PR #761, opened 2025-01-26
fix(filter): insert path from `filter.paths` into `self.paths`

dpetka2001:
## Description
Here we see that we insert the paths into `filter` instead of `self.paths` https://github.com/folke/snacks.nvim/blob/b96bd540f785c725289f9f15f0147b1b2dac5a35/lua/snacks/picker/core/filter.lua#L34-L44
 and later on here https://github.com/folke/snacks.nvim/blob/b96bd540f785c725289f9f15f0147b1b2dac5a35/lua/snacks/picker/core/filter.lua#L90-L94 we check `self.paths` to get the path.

_Activity_
Provide the count of lines in the entries above that hold the word "nvim", and leave out everything else.

_Output of the task_
2